▸ **Task requirements**: Nothing but the lines from the one containing "A silently failing" through the end of the entries below should be set down, each exactly as written.

▸ **Given entries**:
________________
PR #719, opened 2015-08-16
Wallet polish

DavidVorick:
This took more effort than I thought it would. Nonetheless, this PR is more bark than bite - lots of tests, and some moving things around.

The wallet has switched to an 'unlimited addresses' model, though, if you exceed 2500 addresses for a single seed, you're not going to be able to do seed recovery. I don't think most people will get to that point.

The unlocking process has changed a lot. Now, you have to explicitly make a call to encrypt the wallet, instead of encryption happening on your first call to unlock.

The backup seed files are no longer used by the wallet. Instead, the wallet keeps everything in the settings file. The backup seed files are still created, and given a random suffix so that they don't obliterate existing seed files.

There's now an api call to backup the wallet, but no api call to load backups.

I tried my best, but I'm not super confident that the api spec matches the implementation. There are probably a few small things that slipped through.

I did change all PUT calls to POST calls, simply because I didn't want to deal with making PUT calls in go. I also changed /wallet/address from POST to GET, because you really are getting an address. It just is a lot more intuitive that way.

We're only doing halfway REST at this point. I think that's a good place to be. Our use cases is very different from the traditional REST model and we should break the rules a bit where it makes a  ton of sense.

@Mingling94 this api implementation should fix some of the problems you were having with the UI. If you call /wallet/encrypt without supplying an encryption password (or supplying a blank one), then the seed that gets returned is not only the primary seed but also the encryption password. If you do supply a password during the encrypt process, then that password is what gets used as the encryption password.

Wallet has some key features missing still: 

1. when recovering a seed or loading a file, there is no blockchain rescanning. Instead you'll need to restart the wallet. Crashes might actually happen if you don't. I'm not implementing this quite yet because I don't actually expect anyone to use the recover function in the near future.

2. No support yet for the old wallet files. I almost want to keep it this way too, as the old files are likely to add a lot of bloat. Maybe there can be some form of pruning for addresses that never got a  transaction. That shouldn't be too hard to add on top of rescanning.

3. No way to load backup files that you've saved through the wallet.

4. No way to load keys that you made using siag, which means no siafund support as of this PR. Siafunds are supported for normal addresses, just not the siag multisig addresses.

5. Multisig spending is supported (though loading is not... lol), but it's not tested. The multisig spending needs to be tested.


api/wallet.go
```diff
@@ -106,35 +130,89 @@ func (srv *Server) walletHandler(w http.ResponseWriter, req *http.Request) {
...
+		srv.walletEncryptHandlerPOST(w, req)
+		return
+	}
+	writeError(w, "unrecognized method when calling /wallet/encrypt", http.StatusBadRequest)
 }
 
 // walletHistoryHandlerGET handles a GET request to /wallet/history.
 func (srv *Server) walletHistoryHandlerGET(w http.ResponseWriter, req *http.Request) {
-	start, err := strconv.Atoi(req.FormValue("startHeight"))
+	start, err := strconv.Atoi(req.FormValue("StartHeight"))
```
lukechampine: It looks like a lot of parameters were capitalized. This definitely isn't standard practice. I would go as far as to suggest automatically lower-casing all query string params as they come in.

modules/wallet/encrypt_test.go
```diff
@@ -0,0 +1,272 @@
...
+	"github.com/NebulousLabs/Sia/modules/consensus"
+	"github.com/NebulousLabs/Sia/modules/gateway"
+	"github.com/NebulousLabs/Sia/modules/miner"
+	"github.com/NebulousLabs/Sia/modules/transactionpool"
+	"github.com/NebulousLabs/Sia/types"
+)
+
+// For some of the encryption testing, a wallet that has not been encrypted,
+// unlocked, or been used to mine coins is necessary.
+func createBlankWallet(name string) (string, modules.ConsensusSet, modules.TransactionPool, modules.Miner, *Wallet, error) {
```
lukechampine: The caller is going to have to defer `Close` calls on each of these. This is especially dangerous in tests where you don't assign all the variables (e.g. `_, _, _, _, w, err := createBlankWallet()`). I suggest defining a `blankWallet` object with a `Close` method. This would also spare you the ugliness of 6 return values, lol

modules/wallet/seed.go
```diff
@@ -98,27 +102,14 @@ func (w *Wallet) integrateSeed(seed modules.Seed) {
...
-	return nil
-}
-
 // recoverSeed integrates a recovery seed into the wallet.
 func (w *Wallet) recoverSeed(masterKey crypto.TwofishKey, seed modules.Seed) error {
-	// Integrate the seed with the wallet.
-	w.integrateSeed(seed)
+	// Check that the seed is not already known.
+	for _, wSeed := range w.seeds {
+		if bytes.Equal(seed[:], wSeed[:]) {
```
lukechampine: you should be able to compare these directly, since they are arrays.

modules/wallet/seed_test.go
```diff
@@ -0,0 +1,187 @@
...
+// TestPrimarySeed checks that the correct seed is returned when calling
+// PrimarySeed.
+func TestPrimarySeed(t *testing.T) {
+	if testing.Short() {
+		t.SkipNow()
+	}
+
+	// Create a wallet and fetch the seed at startup.
+	dir := build.TempDir(modules.WalletDir, "TestPrimarySeed")
+	g, err := gateway.New(":0", filepath.Join(dir, modules.GatewayDir))
```
lukechampine: need to close these resources

modules/wallet/wallet_test.go
```diff
@@ -15,6 +16,16 @@ import (
...
 )
 
+var (
+	// Sometimes during testing, you get a statement
+	// `if err != expectedErr { return err }`. But if err == nil, then the
+	// calling function will think that the test has passed, even though the
+	// test failed. [This is a developer error, instead return
+	// errors.New("expecting..")] The new type of error catches when the
+	// developer has made a mistake and failed to catch a test suite failure.
+	errTestCompleted = errors.New("test complete")
```
lukechampine: gonna veto this. Returning nil is a developer error, but so is forgetting to return `errTestCompleted` at the end of a test. In fact, I would say devs would be more prone to make the latter mistake, since it's unintuitive to return an "error" in the event of success.

api/wallet.go
DavidVorick: seems like what we want to do is implement something in writeJSON that will automatically make all parameter names lowercase.

This has to be careful not to touch other items though. {"Name":"David"} should become {"name":"David"}

modules/wallet/encrypt_test.go
DavidVorick: ok

modules/wallet/seed.go
DavidVorick: oh yeah.

whoops

api/wallet.go
lukechampine: even more dangerous would be to lower-case a base-64 encoded string!

modules/wallet/wallet_test.go
DavidVorick: thought you might.

need a better solution then. There needs to be assurance that the test is making it all the way to the end, instead of failing silently.

If the dev uses errTestCompleted at all, it will be apparent that they forgot to use it correctly if they don't use it in both cases. You have to `return errTestCompleted` as well as run `if err != errTestCompleted` - if you do one but not the other:

1. The test fails because an unexpected error was returned, or because `nil` was returned.
2. The test fails silently because it would have failed silently anyway - `nil` was returned accidentally, and the dev forgot to  check `if err != errTestCompleted`.

If they forget to use it at all, then it's equivalent to having just not used it.

Therefore, using `errTestCompleted` is strictly less error-prone than not using `errTestCompleted`.

I recognize that it's unconventional. If you have an alternative proposal for making sure that a test doesn't accidentally return nil when it has actually failed, I'm happy to consider that. Passing the function a `testing.T` object is an unattractive alternative. Having the function call `panic` is also an unattractive alternative. Perhaps there's some construction using defer that will make sure the test completed - 

```go
defer func() {
    if !testFinished && err == nil {
        panic("test is failing silently!")
    }
}
```

If you are strongly opposed to `errTestFinished`, then I think I would be okay putting panics everywhere. I don't like the `testing.T` method of failing because it doesn't help you figure out what conditions caused the test to fail. `panic` on the other hand gives you  a full stack trace, which has the benefit of telling you both what line failed in the helper function and what line failed in the caller function.

Maybe `panic` is the best option.

lukechampine: https://en.wikipedia.org/wiki/Principle_of_least_astonishment

The implicit understanding is: if this function fails, it will return a non-nil error. So we need to be careful that our functions obey this expected behavior. Calling test functions within test functions is dangerous for this reason. If you're expecting a specific error, you must write:
```go
if err != ErrFoo {
    return fmt.Errorf("expected %v, got %v", ErrFoo, err)
}
```
It's a little annoying, but it's also a fact of language. Trying to hide it with fancy wrappers and special variables is an anti-pattern.

As always, I recommend taking a step back and considering: "have I seen anyone else write code like this?" If you haven't, that should give you pause.

DavidVorick: >  If you're expecting a specific error, you must write...

and if you space out and forget to do that, you might put the entire test suite at risk by silently failing to run half of a function. It's doubly bad because 

```go
if err != errBenignErr {
    return err
} 
```
is such a common pattern.

A silently failing test suite is tragic, especially because it's such an easy mistake to make. You get strong, reliable code when you write in ways that make it difficult make mistakes.

I'll switch it to panics. I feel strongly about this.

DavidVorick:
screwed up the rebase and slammed two commits together =/

api/wallet.go
```diff
@@ -106,35 +130,89 @@ func (srv *Server) walletHandler(w http.ResponseWriter, req *http.Request) {
...
+	if req.FormValue("EncryptionPassword") != "" {
+		encryptionKey = crypto.TwofishKey(crypto.HashObject(req.FormValue("EncryptionPassword")))
+	}
+	seed, err := srv.wallet.Encrypt(encryptionKey)
+	if err != nil {
+		writeError(w, "error when calling /wallet/encrypt: "+err.Error(), http.StatusBadRequest)
+		return
+	}
+
+	dictID := mnemonics.DictionaryID(req.FormValue("Dictonary"))
```
triazo: Should be 'Dictionary'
________________
▸ **Expected answer**:
A silently failing test suite is tragic, especially because it's such an easy mistake to make. You get strong, reliable code when you write in ways that make it difficult make mistakes.

I'll switch it to panics. I feel strongly about this.

DavidVorick:
screwed up the rebase and slammed two commits together =/

api/wallet.go
```diff
@@ -106,35 +130,89 @@ func (srv *Server) walletHandler(w http.ResponseWriter, req *http.Request) {
...
+	if req.FormValue("EncryptionPassword") != "" {
+		encryptionKey = crypto.TwofishKey(crypto.HashObject(req.FormValue("EncryptionPassword")))
+	}
+	seed, err := srv.wallet.Encrypt(encryptionKey)
+	if err != nil {
+		writeError(w, "error when calling /wallet/encrypt: "+err.Error(), http.StatusBadRequest)
+		return
+	}
+
+	dictID := mnemonics.DictionaryID(req.FormValue("Dictonary"))
```
triazo: Should be 'Dictionary'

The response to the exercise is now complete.